What the exercise asks
The answer should be an exact repeat of the stretch of material below from the line containing "After I fixed" through the line containing "componentDidMount: function ()".

Dataset excerpts
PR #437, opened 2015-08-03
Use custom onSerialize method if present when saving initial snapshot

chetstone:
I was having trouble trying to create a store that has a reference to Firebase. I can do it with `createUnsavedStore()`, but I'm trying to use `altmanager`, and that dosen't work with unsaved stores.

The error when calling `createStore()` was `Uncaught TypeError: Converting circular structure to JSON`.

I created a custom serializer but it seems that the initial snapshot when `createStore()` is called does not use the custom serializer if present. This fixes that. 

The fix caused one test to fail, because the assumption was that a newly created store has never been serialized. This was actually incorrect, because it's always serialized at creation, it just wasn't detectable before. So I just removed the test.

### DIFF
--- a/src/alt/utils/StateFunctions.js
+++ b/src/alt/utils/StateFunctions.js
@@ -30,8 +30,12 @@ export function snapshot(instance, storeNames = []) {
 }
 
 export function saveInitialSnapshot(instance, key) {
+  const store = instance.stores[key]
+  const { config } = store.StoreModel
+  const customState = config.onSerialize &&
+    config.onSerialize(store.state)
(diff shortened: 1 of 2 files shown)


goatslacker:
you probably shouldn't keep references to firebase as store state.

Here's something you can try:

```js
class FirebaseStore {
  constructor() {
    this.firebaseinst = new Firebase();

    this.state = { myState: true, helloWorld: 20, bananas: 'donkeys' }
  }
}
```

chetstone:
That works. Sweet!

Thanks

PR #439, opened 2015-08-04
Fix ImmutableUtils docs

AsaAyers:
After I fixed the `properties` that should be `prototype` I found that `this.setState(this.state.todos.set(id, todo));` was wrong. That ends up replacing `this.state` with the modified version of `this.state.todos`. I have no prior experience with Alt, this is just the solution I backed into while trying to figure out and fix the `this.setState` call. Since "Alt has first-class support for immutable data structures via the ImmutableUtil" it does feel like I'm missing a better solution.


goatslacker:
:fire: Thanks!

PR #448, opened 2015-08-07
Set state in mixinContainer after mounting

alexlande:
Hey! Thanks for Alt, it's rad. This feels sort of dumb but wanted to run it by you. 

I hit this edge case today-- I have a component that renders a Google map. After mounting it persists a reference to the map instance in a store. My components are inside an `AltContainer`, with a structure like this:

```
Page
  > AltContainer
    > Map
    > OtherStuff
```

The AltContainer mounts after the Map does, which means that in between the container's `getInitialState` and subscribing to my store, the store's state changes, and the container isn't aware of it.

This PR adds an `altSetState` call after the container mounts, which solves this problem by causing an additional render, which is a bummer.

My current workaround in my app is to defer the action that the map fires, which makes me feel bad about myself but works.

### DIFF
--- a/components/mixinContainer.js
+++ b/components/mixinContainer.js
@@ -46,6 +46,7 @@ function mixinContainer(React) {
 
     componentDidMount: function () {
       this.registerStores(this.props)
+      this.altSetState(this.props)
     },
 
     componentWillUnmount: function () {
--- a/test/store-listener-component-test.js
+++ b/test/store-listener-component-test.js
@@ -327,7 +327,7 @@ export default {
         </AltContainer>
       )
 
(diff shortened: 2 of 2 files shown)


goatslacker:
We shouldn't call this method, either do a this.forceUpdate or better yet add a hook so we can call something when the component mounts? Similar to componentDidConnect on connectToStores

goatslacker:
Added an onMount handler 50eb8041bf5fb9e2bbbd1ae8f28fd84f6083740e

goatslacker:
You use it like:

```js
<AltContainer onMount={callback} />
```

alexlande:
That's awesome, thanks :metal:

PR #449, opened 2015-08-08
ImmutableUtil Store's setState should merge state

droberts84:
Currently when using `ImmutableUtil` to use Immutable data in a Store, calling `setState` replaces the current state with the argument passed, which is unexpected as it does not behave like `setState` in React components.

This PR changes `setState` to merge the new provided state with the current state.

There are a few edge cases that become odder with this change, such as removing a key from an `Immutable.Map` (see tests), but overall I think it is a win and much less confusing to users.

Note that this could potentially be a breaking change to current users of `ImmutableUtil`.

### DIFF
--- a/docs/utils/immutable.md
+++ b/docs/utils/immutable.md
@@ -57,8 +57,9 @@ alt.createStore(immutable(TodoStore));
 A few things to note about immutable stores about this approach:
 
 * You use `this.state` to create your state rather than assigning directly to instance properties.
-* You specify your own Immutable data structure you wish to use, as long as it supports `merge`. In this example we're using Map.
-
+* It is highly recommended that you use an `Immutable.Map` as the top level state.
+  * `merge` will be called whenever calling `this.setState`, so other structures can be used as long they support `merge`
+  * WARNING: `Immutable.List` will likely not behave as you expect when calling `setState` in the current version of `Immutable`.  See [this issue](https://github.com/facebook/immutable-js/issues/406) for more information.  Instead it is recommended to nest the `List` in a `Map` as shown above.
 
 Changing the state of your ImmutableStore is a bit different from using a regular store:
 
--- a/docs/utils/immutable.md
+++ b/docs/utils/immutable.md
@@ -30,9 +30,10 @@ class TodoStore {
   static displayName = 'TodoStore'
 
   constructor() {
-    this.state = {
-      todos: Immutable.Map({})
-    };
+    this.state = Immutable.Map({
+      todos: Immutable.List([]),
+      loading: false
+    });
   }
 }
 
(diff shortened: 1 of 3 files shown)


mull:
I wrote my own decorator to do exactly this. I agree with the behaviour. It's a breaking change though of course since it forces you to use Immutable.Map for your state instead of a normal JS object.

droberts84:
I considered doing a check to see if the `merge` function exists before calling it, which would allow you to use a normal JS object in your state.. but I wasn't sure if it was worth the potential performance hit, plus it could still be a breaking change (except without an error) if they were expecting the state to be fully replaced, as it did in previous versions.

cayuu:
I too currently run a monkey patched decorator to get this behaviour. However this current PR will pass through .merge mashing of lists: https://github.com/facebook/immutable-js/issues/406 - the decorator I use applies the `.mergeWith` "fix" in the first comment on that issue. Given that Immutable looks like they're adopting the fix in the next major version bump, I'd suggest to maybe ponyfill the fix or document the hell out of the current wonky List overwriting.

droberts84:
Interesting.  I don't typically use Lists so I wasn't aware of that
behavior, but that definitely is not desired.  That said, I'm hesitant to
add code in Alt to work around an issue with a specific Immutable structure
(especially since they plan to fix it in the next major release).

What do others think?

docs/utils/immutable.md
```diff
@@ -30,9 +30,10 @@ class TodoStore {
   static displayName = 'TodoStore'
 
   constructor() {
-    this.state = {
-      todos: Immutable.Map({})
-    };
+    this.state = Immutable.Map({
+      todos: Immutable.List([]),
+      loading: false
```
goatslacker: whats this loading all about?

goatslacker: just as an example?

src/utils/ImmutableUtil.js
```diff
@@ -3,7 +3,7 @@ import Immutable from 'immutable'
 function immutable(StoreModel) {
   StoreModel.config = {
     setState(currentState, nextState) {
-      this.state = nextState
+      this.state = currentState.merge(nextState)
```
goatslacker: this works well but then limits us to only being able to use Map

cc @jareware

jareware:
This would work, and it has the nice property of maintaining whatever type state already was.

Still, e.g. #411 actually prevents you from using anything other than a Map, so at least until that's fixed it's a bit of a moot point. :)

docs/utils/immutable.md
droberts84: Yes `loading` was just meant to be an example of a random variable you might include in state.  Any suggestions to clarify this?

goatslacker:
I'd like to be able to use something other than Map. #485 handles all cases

Task response
After I fixed the `properties` that should be `prototype` I found that `this.setState(this.state.todos.set(id, todo));` was wrong. That ends up replacing `this.state` with the modified version of `this.state.todos`. I have no prior experience with Alt, this is just the solution I backed into while trying to figure out and fix the `this.setState` call. Since "Alt has first-class support for immutable data structures via the ImmutableUtil" it does feel like I'm missing a better solution.


goatslacker:
:fire: Thanks!

PR #448, opened 2015-08-07
Set state in mixinContainer after mounting

alexlande:
Hey! Thanks for Alt, it's rad. This feels sort of dumb but wanted to run it by you. 

I hit this edge case today-- I have a component that renders a Google map. After mounting it persists a reference to the map instance in a store. My components are inside an `AltContainer`, with a structure like this:

```
Page
  > AltContainer
    > Map
    > OtherStuff
```

The AltContainer mounts after the Map does, which means that in between the container's `getInitialState` and subscribing to my store, the store's state changes, and the container isn't aware of it.

This PR adds an `altSetState` call after the container mounts, which solves this problem by causing an additional render, which is a bummer.

My current workaround in my app is to defer the action that the map fires, which makes me feel bad about myself but works.

### DIFF
--- a/components/mixinContainer.js
+++ b/components/mixinContainer.js
@@ -46,6 +46,7 @@ function mixinContainer(React) {
 
     componentDidMount: function () {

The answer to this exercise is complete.